Virgil II Virgil is one of the Virtuous Pagans in this tale, yet he’s also a conduit for divine guidance. Without him, Dante doesn’t stand a chance of getting through Hell. Virgil’s presence as guide is therefore neither coincidental nor superfluous; indeed, he’s almost as important to the narrative as Dante himself.
Aeneas and Paul Dante mentions both men as a way of proving via contrast that he’s unfit to journey into the afterlife. Raffa: “The apostle Paul claims in the Bible to have been transported to the ‘third heaven’ (2 Corinthians 12:2), and Aeneas visits the underworld in book 6 of Virgil's Aeneid.” These two otherworldly travelers are also associated with Rome, seat of both the empire and the church. More Raffa: “Dante, contrary to Augustine and others, believed the Roman empire in fact prepared the way for Christianity, with Rome as the divinely chosen home of the Papacy.”
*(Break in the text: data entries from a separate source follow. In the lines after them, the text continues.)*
PR #479, opened 2023-10-13
Replaced create/update commands with deploy

sfc-gh-astus:
### Pre-review checklist

### Changes description
Replaced create/update commands with deploy for functions and procedures


src/snowcli/cli/snowpark/function/commands.py
```diff
@@ -164,22 +105,30 @@ def function_update(
...
 
     try:
-        current_state = fm.describe(identifier)
-    except:
-        log.info(f"Function does not exists. Creating it from scratch.")
-        replace = True
-    else:
+        current_state = fm.describe(remove_parameter_names(identifier))
+    except ProgrammingError as ex:
+        if ex.msg.__contains__("does not exist or not authorized"):
```
sfc-gh-pjob, line 122: Maybe we can find other way for determining if a function exists? Maybe we can use `SHOW FUNCTIONS LIKE <pattern>` and then filter the results by matching arguments list?

Why?
1) IMO it's dangerous to base our logic on a message of exception from Snowflake.
2) "does not exist or not authorized" means an ambigous state - we don't know if the function really does not exist.

src/snowcli/cli/snowpark/function/commands.py
```diff
@@ -164,22 +105,30 @@ def function_update(
...
     snowpark_package(
         pypi_download,  # type: ignore[arg-type]
         check_anaconda_for_pypi_deps,
         package_native_libraries,  # type: ignore[arg-type]
     )
 
     fm = FunctionManager()
-    sm = StageManager()
+    function_exists = True
+    deploy = False
```
sfc-gh-pjob, line 117:
```suggestion
    create_function_definition = False
```

src/snowcli/cli/snowpark/function/commands.py
```diff
@@ -293,3 +241,21 @@ def function_drop(
     """Deletes a function from a specified environment."""
     cursor = FunctionManager().drop(identifier=identifier)
     return SingleQueryResult(cursor)
+
+
+def _upload_snowpark_artifact(function_manager, function_identifier, file, overwrite):
```
sfc-gh-pjob, line 246: 1) Here: `overwrite` is now always `True`, so probably we don't need this arg anymore
2) `FunctionManager # create`: the same about `overwrite` - maybe we don't need this arg anymore. Maybe we should rename it to `FunctionManager # create_or_replace`?

src/snowcli/cli/snowpark/procedure/commands.py
```diff
@@ -216,22 +168,29 @@ def procedure_update(
...
+    deploy = False
     try:
-        current_state = pm.describe(identifier)
-    except:
-        log.info(f"Procedure does not exists. Creating it from scratch.")
-        replace = True
-    else:
+        current_state = pm.describe(remove_parameter_names(identifier))
+    except ProgrammingError as ex:
+        if ex.msg.__contains__("does not exist or not authorized"):
```
sfc-gh-pjob, line 184: All the same comments as for `function deploy` (not only about this line)

RELEASE-NOTES.md
```diff
@@ -13,8 +13,10 @@
 * Update function or procedure will upload function/procedure code to new path on stage. Previous code will remain under old path on stage.
 * Snowpark command `compute-pool` and its alias `cp` were replaced by `pool` command.
 * `snow snowpark registry` was replaced with `snow registry` command.
-* Removed `snow streamlit create` command. Streamlit can be deployd using `snow streamlit deploy`
+* Removed `snow streamlit create` command. Streamlit can be deployed using `snow streamlit deploy`
 * `snow connection test` now outputs all connection details (except for the password), along with connection status
+* Removed `snow snowpark function creat` and `snow snowpark function update`. Procedures can be deployed using `snow snowpark function deploy`
+* Removed `snow snowpark procedure creat` and `snow snowpark procedure update`. Procedures can be deployed using `snow snowpark procedure deploy`
```
sfc-gh-pjob, line 19:
```suggestion
* Removed `snow snowpark function create` and `snow snowpark function update`. Functions can be deployed using `snow snowpark function deploy`.
* Removed `snow snowpark procedure create` and `snow snowpark procedure update`. Procedures can be deployed using `snow snowpark procedure deploy`.
```

sfc-gh-astus: I added missing `.` in other points too

src/snowcli/cli/snowpark/function/commands.py
sfc-gh-astus: You are right, changed

src/snowcli/cli/snowpark/function/commands.py
sfc-gh-astus: Maybe `create_or_replace`?

sfc-gh-pjob: I like that.

src/snowcli/cli/snowpark/function/commands.py
sfc-gh-pjob: Discussed and agreed that it's not so easy to use `show function like`. Let's stay with the current solution and maybe we'll revisit it in the future.

sfc-gh-pjob (approved):

RELEASE-NOTES.md
```diff
@@ -36,18 +38,18 @@
...
-  * Removing `-c` short option for `--compute-pool` in `snow snowpark jobs create` (it was conflicting with short version of global `--connection` option)
-  * Removing `-c` short option for `--container-name` in `snow snowpark jobs logs` (it was conflicting with short version of global `--connection` option)
-* Fixed parsing of specs yaml in `snow snowpark services create` command
+  * Removing `-p` short option for `--password` option for all commands (backward incompatibility affecting all the commands using a connection) (it was conflicting with various options in a few commands).
+  * Removing `-a` short option for `--replace-always` in `snow snowpark function update` command (it was conflicting with short version of `--check-anaconda-for-pypi-deps`).
+  * Removing `-c` short option for `--compute-pool` in `snow snowpark jobs create` (it was conflicting with short version of global `--connection` option).
+  * Removing `-c` short option for `--container-name` in `snow snowpark jobs logs` (it was conflicting with short version of global `--connection` option).
+* Fixed parsing of specs yaml in `snow snowpark services create` command.
```
sfc-gh-turbaszek, line 55: Let's try to separate such changes, in case of cp or searching git log it will create confusion

src/snowcli/cli/snowpark/common.py
```diff
@@ -43,6 +43,15 @@ def print_log_lines(file: TextIO, name, id, logs):
         print(_prefix_line(prefix, log + "\n"), file=file, end="", flush=True)
 
 
+def remove_parameter_names(identifier: str):
```
sfc-gh-turbaszek, line 46: Can you add one-liner docstring explaining what and why we do?

src/snowcli/cli/snowpark/function/commands.py
```diff
@@ -163,22 +104,30 @@ def function_update(
...
     snowpark_package(
         pypi_download,  # type: ignore[arg-type]
         check_anaconda_for_pypi_deps,
         package_native_libraries,  # type: ignore[arg-type]
     )
 
     fm = FunctionManager()
-    sm = StageManager()
+    function_exists = True
+    create_or_replace = False
```
sfc-gh-turbaszek, line 116: Why is is different from `replace`?

src/snowcli/cli/snowpark/function/commands.py
```diff
@@ -163,22 +104,30 @@ def function_update(
...
+        current_state = fm.describe(remove_parameter_names(identifier))
+    except ProgrammingError as ex:
+        if ex.msg.__contains__("does not exist or not authorized"):
+            function_exists = False
+            create_or_replace = True
+        else:
+            raise ex
+
+    if function_exists and not replace:
+        raise FunctionAlreadyExistsError()
```
sfc-gh-turbaszek, line 128: Let's abstract this to `ObjectAlreadyExistsError(object_type: str, name: str)`, WDYT?

src/snowcli/cli/snowpark/function/commands.py
```diff
@@ -201,25 +150,22 @@ def function_update(
             log.info(
                 "Return type or handler types do not match. Replacing the function."
             )
-            replace = True
+            create_or_replace = True
```
sfc-gh-turbaszek, line 153: WDYT about  encapsulating this into helper method?

src/snowcli/cli/snowpark/function/commands.py
```diff
@@ -201,25 +150,22 @@ def function_update(
...
+    artifact_file = _upload_snowpark_artifact(
         function_manager=fm,
-        stage_manager=sm,
         function_identifier=identifier,
         file=file,
-        overwrite=True,
     )
 
-    if replace:
+    if create_or_replace:
```
sfc-gh-turbaszek, line 161: I think we need to think about a bit longer.

1. Function does not exists, we upload artifacts and create the function
2. Function exists and has same signature - we upload only the artefact
3. Function exists but has different signature - we create a new function (so we and up with having two functions)

src/snowcli/cli/snowpark/common.py
sfc-gh-astus: Added

src/snowcli/cli/snowpark/function/commands.py
sfc-gh-astus: `create_or_replace` tells if we need to execute query

`replace` is a protection against unconscious function/procedure update

src/snowcli/cli/snowpark/function/commands.py
sfc-gh-astus: Good idea, done

src/snowcli/cli/snowpark/function/commands.py
sfc-gh-astus: I left logic as it was before. 

Before:
* create was putting the package and was creating a function/procedure
* update was always putting package and only if there was difference in packages or there was a change with handler or return type

After:
* deploy works as update

src/snowcli/cli/snowpark/common.py
```diff
@@ -43,6 +44,119 @@ def print_log_lines(file: TextIO, name, id, logs):
...
+        ]:
+            updated_package_list.append(coverage_package)
+
+    if updated_package_list:
+        diff = len(updated_package_list) - len(anaconda_packages)
+        log.info(
+            f"Found difference of {diff} packages. Replacing the {object_type.value}."
+        )
+        return True
+    elif (
```
sfc-gh-turbaszek, line 99: As we do return earlier this can be `if` not `elif`

src/snowcli/cli/snowpark/common.py
```diff
@@ -43,6 +44,119 @@ def print_log_lines(file: TextIO, name, id, logs):
...
+
+def _convert_resource_details_to_dict(function_details: SnowflakeCursor) -> dict:
+    import json
+
+    function_dict = {}
+    json_properties = ["packages", "installed_packages"]
+    for function in function_details:
+        if function[0] in json_properties:
+            function_dict[function[0]] = json.loads(
+                function[1].replace("'", '"'),
```
sfc-gh-turbaszek, line 119: Hm, maybe it would be worth to introduce a DTO so we heave easier access than `[0]` or `[1]` WDYT? Maybe we can use `DictCursors` when retrieving the results from snowflake?

sfc-gh-astus: I only moved this code 😢

sfc-gh-turbaszek (dismissed):

sfc-gh-turbaszek (approved):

Three Blessed Women Mary is the Virgin Mary, who symbolizes God’s compassion for Dante’s plight here. Saint Lucia, or Lucy of Syracuse, was a martyr who medieval Christians associated with vision / sight (the perspective Dante should gain from his journey). Finally, Beatrice embodies Divine Love; we already know why Dante chose her. You may remember an Italian quote I used in With Love We Will Survive: “I’ son Beatrice che ti faccio andare…” I am Beatrice, who makes you go.
In order to finish today off, I’d like you to consider each of the previously mentioned elements from The Inferno’s first canto • In your Houses, try to think of analogues from your own life • Who has serves as your Virgils? • Which Beasts have threatened – or still threaten – your happiness?